> Task details
The answer should consist of every line in the material below that has the word "Sent".

> Given records
------------------------------
PR #541, opened 2024-03-06
Predict stop sequence matches during streaming

### LINKED ISSUE #524: Using token sequences as stop criteria does not work in mlx_lm
The implementation of stop_criteria in mlx_lm.server is inherently flawed. Stop sequences only get matched when the newest tokens generated perfectly match a stop sequence. However it does not stop if the stop sequence is inside of the tokens in any other way.

This only checks if the newest tokens perfectly match a sequence
```python
for stop_ids in stop_id_sequences:
    if len(tokens) >= len(stop_ids):
        if np.array_equal(tokens[-len(stop_ids) :], stop_ids):
            return StopCondition(stop_met=True, trim_length=len(stop_ids))
```

stopping_criteria only gets called when max_stop_id_sequence_len amount of tokens have been generated, which is the length of the longest stop sequence.
```python
if len(stop_sequence_buffer) > max_stop_id_sequence_len:
      if REPLACEMENT_CHAR in _tokenizer.decode(token):
          continue
      stop_condition = stopping_criteria(
          tokens,
          stop_id_sequences,
          eos_token_id,
      )
```

Example where it breaks:

I have two stop sequences, one is of length 4, and one of length 6. Once 6 tokens have been generated, stop_criteria is called. However the tokens I have generated only match the stop sequence of length 4, and the match happens at the start of the new tokens, not at the end. However since stop_criteria only checks the end of the full token list, it does not get matched and generation does not stop.

```python
stop sequence = [1, 2, 3, 4]

new tokens = [1, 2, 3, 4, 5, 6]

# stop_criteria get called and checks for len(stop_sequence) of tokens at the end of new tokens

[3, 4, 5, 6] != [1, 2, 3, 4]
```

tidely:
When streaming using mlx_lm/server.py we should predict potential stop sequence matches, and generate tokens until we know that there is no match. This prevents the server from sending parts of a stop sequence to the client before it finds the match. 

Fixes #524 

My implementation adds a new function called "sequence_overlap" which checks how much sequence 1 has overlap with sequence 2. It checks for larger overlaps first, and returns the overlap as an integer.

The server checks for overlaps, and generates more tokens before allowing the server to send them.
```python
if any((sequence_overlap(tokens, sequence) for sequence in stop_id_sequences)):
    continue
```
The sequence_overlap implementation can be tested with this example:
```python
from typing import Sequence


def sequence_overlap(s1: Sequence, s2: Sequence) -> int:
    """
    Check how much overlap two sequences have.
        Only checks the end of s1 overlapping the start of s2

    Args:
        s1 (Sequence): The first sequence, which end is checked
        s2 (Sequence): The second sequence, which beginning is checked

    Returns:
        int: The amount of overlap between s1 and s2
    """
    # Count down from the length of the smaller list -> Checks for larger overlaps first
    for index in range(min(len(s1), len(s2)), 0, -1):
        # Check if they have index amount of overlap
        if s1[-index:] == s2[:index]:
            return index
    return 0


stop_sequence = [27, 28, 29]

tokens = []
new_tokens = []

for token in range(50):
    tokens.append(token)
    new_tokens.append(token)

    # This should always be the first check, since it needs to be performed on every token
    if len(tokens) >= len(stop_sequence) and tokens[-len(stop_sequence):] == stop_sequence:
        print("Contains stop sequence:", new_tokens)
        tokens = tokens[:len(tokens) - len(stop_sequence)]
        new_tokens.clear()
        break

    # Generate tokens until we know that tokens does not contain stop sequence
    if sequence_overlap(tokens, stop_sequence):
        print("Found a possible start to a stop sequence:", new_tokens)
        continue

    # Process new tokens
    print("Processing new tokens:", new_tokens)
    new_tokens.clear()

# In the case that the generation ends with the start of a stop sequence
# We need to process leftovers, since it would call continue until a break
if new_tokens:
    print("Processing leftover new tokens", new_tokens)
    new_tokens.clear()

print("Full sequence:", tokens)

```

### DIFF
--- a/llms/mlx_lm/server.py
+++ b/llms/mlx_lm/server.py
@@ -66,7 +66,7 @@ def sequence_overlap(s1: Sequence, s2: Sequence) -> bool:
         bool: If the two sequences have overlap
     """
     max_overlap = min(len(s1), len(s2))
-    return any(s1[-i:] == s2[:i] for i in range(1, max_overlap))
+    return any(s1[-i:] == s2[:i] for i in range(1, max_overlap + 1))
 
 
 def convert_chat(messages: List[dict], role_mapping: Optional[dict] = None):
--- a/llms/mlx_lm/server.py
+++ b/llms/mlx_lm/server.py
@@ -535,6 +535,7 @@ class APIHandler(BaseHTTPRequestHandler):
             self.wfile.flush()
 
         # check is there any remaining text to send
+        detokenizer.finalize()
         last_segment = detokenizer.last_segment
         if last_segment:
             if stop_sequence_suffix is not None:
--- a/llms/mlx_lm/server.py
+++ b/llms/mlx_lm/server.py
@@ -67,7 +67,7 @@ def sequence_overlap(s1: Sequence, s2: Sequence) -> int:
         int: The amount of overlap between s1 and s2
     """
     # Count down from the length of the smaller list -> Checks for larger overlaps first
-    for index in range(min(len(s1), len(s1)), 0, -1):
+    for index in range(min(len(s1), len(s2)), 0, -1):
         # Check if they have index amount of overlap
         if s1[-index:] == s2[:index]:
             return index
--- a/llms/mlx_lm/server.py
+++ b/llms/mlx_lm/server.py
@@ -477,12 +477,13 @@ class APIHandler(BaseHTTPRequestHandler):
         stop_id_sequences: List[List[int]],
     ):
         """
-        Generate response to prompt and foward it to the client using a Server Sent Events (SSE) stream.
+        Generate response to prompt and foward it to the client using a Server
+        Sent Events (SSE) stream.
 
         Args:
             prompt (mx.array): The prompt, in token form inside of a mlx array
-            stop_id_sequences (List[List[int]]):
-                A list of stop words passed to the stopping_criteria function
+            stop_id_sequences (List[List[int]]): A list of stop words passed to
+              the stopping_criteria function
         """
         # No additional headers are needed, call end_headers
         self.end_headers()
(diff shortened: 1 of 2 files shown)


awni:
Oh much better, thank you 😄

llms/mlx_lm/server.py
```diff
@@ -329,26 +334,36 @@ def handle_stream(
...
+        # Check for remaining text
+        generated_text = TOKENIZER.decode(tokens)
+        if len(generated_text) > current_text_index:
+            new_text = generated_text[current_text_index:]
+            response = self.generate_response(new_text, "length")
             self.wfile.write(f"data: {json.dumps(response)}\n\n".encode())
             self.wfile.flush()
 
-        self.wfile.write("data: [DONE]\n\n".encode())
+        self.wfile.write(f"data: [DONE]\n\n".encode())
```
awni, line 366: why make that a format string?

awni:
What about adding your test (modified for unittest) as a test case to a new test file `test_server.py` in the tests directory: https://github.com/ml-explore/mlx-examples/tree/main/llms/tests ?

llms/mlx_lm/server.py
```diff
@@ -55,6 +55,26 @@ def stopping_criteria(
...
+        Only checks the end of s1 overlapping the start of s2
+
+    Args:
+        s1 (Sequence): The first sequence, which end is checked
+        s2 (Sequence): The second sequence, which beginning is checked
+
+    Returns:
+        int: The amount of overlap between s1 and s2
+    """
+    # Count down from the length of the smaller list -> Checks for larger overlaps first
```
awni, line 70: I'm wondering about the decision to start with larger overlaps? It seems like it could return faster if you start with smaller overlaps, but maybe I misunderstand how it's used?

llms/mlx_lm/server.py
Y4hL: Ah, I think I pasted it from the old server.py before my last PR got merged that removed it. I'll remove it

llms/mlx_lm/server.py
Y4hL: I had a version where I generated `len(stop_sequence) - overlap` tokens on a match, which required finding the longest match. But it overly complicated things for little benefit. So you have a good point, we can change it to check shorter matches first, and return a boolean instead.

Y4hL:
Yeah, I'll have a look into writing a unittest

awni:
Hi! Is this ready to be reviewed again?

Y4hL:
@awni yes

awni (approved):
Finally got around to getting this done 😅 .. thanks for the contribution 🙏

Issue #543, opened 2024-03-07
FreedomIntelligence/Apollo-0.5B failed to run


madroidmaq:
I'd like to try the inference effect of [FreedomIntelligence/Apollo-0.5B](https://huggingface.co/FreedomIntelligence/Apollo-0.5B/tree/main)'s model, which by his `model_type` is ` qwen2`, which theoretically has current model type support. However, when running it, it encounters the following problem, and I'm not sure what's causing it.

`FreedomIntelligence/Apollo-0.5B` The result of the execution is as follows:

```
python -m mlx_lm.generate --model FreedomIntelligence/Apollo-0.5B --max-tokens 50 --temp 0 --colorize --prompt "hello"
Fetching 8 files: 100%|██████████████████████████████████████████████████████████████████████████████████████████████| 8/8 [00:00<00:00, 112977.89it/s]
Traceback (most recent call last):
  File "<frozen runpy>", line 198, in _run_module_as_main
  File "<frozen runpy>", line 88, in _run_code
  File "/opt/homebrew/lib/python3.11/site-packages/mlx_lm/generate.py", line 139, in <module>
    main(args)
  File "/opt/homebrew/lib/python3.11/site-packages/mlx_lm/generate.py", line 107, in main
    model, tokenizer = load(
                       ^^^^^
  File "/opt/homebrew/lib/python3.11/site-packages/mlx_lm/utils.py", line 382, in load
    model = load_model(model_path, lazy)
            ^^^^^^^^^^^^^^^^^^^^^^^^^^^^
  File "/opt/homebrew/lib/python3.11/site-packages/mlx_lm/utils.py", line 346, in load_model
    model.load_weights(list(weights.items()))
  File "/opt/homebrew/lib/python3.11/site-packages/mlx/nn/layers/base.py", line 206, in load_weights
    raise ValueError(f"Missing parameters: {missing}.")
ValueError: Missing parameters: lm_head.weight.
```

PS: The `Qwen/Qwen1.5-0.5B-Cha`t model can run normally.

mzbac:
It looks like the `tie_word_embeddings` has been enabled.

PR #544, opened 2024-03-07
chore(mlx-lm): enable tie_word_embeddings config for qwen2

mzbac:
fix https://github.com/ml-explore/mlx-examples/issues/543


awni (approved):
Thanks!

PR #545, opened 2024-03-07
Enable unit testing in Circle and start some MLX LM tests

awni:
- I think it's time to start testing MLX LM since it's gotten a bit big and manual testing is tedious.
- Added the tests to run in Circle as well.


angeloskath (approved):
Nice, testing are the best PRs!

PR #546, opened 2024-03-07
LoRA on all linear transformer block layers

chimezie:
In general, it would be useful for the LoRa tuner and linear_to_lora_layers in mlx_lm.tuner.utils in particular to allow more control over how LoRa is applied (the ability to specify the rank and alpha, for example).  This PR is for the basic ability to indicate via CLI option (-l/--lora-all-linear) that LoRa is applied to **all** linear transformer block layers (adding the application of LoRa to k_proj and o_proj).  Currently, it only does this for the following models:

- llama
- mistral
- mixtral
- gemma
- phi
- plamo
- qwen2
- stablelm
- starcoder2

This is mainly motivated by the finding of authors of the QLoRa [paper](https://arxiv.org/abs/2305.14314)

> that the most critical LoRA hyperparameter is how many LoRA adapters are used in total and that **__LoRA on all linear transformer block layers are required__** to match full finetuning performance.

### DIFF
--- a/.circleci/config.yml
+++ b/.circleci/config.yml
@@ -61,5 +61,7 @@ workflows:
           type: approval
       - apple/authenticate:
           context: pr-approval
+      - mlx_lm_build_and_test:
+          requires: [ hold ]
       - linux_build_and_test:
           requires: [ hold ]
--- a/llms/mlx_lm/examples/lora_config.yaml
+++ b/llms/mlx_lm/examples/lora_config.yaml
@@ -48,3 +48,10 @@ test_batches: 500
 
 # Maximum sequence length.
 max_seq_length: 2048
+
+#LoRA parameters (the values below are the defaults but can be changed)
+#These can only be specified in a YAML config file
+lora_parameters:
+  lora_layer_keys: ["q_proj", "v_proj"] #Which attention layer keys to apply LoRA to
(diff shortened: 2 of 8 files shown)


awni:
I think a more sustainable way to do this is the following:
- Have a field in the Yaml which gives the layers keys to apply LoRA to
- Make this a yaml config parameter only. So you can't do it with the CLI
- Change the LoRA util to read from that

chimezie:
> I think a more sustainable way to do this is the following:
> 
> * Have a field in the Yaml which gives the layers keys to apply LoRA to
> * Make this a yaml config parameter only. So you can't do it with the CLI
> * Change the LoRA util to read from that
> 
> Wdyt?

I agree 100%.  I'll update the PR accordingly.  I'd also like to add the ability to configure LoRA alpha and rank via config parameters as well.  Should that be broken out into a separate PR?

awni:
> I'd also like to add the ability to configure LoRA alpha and rank via config parameters as well. Should that be broken out into a separate PR?

Great! I think either is fine. Up to you

chimezie:
Ok.  I have incorporated that also into this PR

awni (approved):
Thanks for adding this @chimezie, it will be super useful I think!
------------------------------
> Result for this task
-        Generate response to prompt and foward it to the client using a Server Sent Events (SSE) stream.
+        Sent Events (SSE) stream.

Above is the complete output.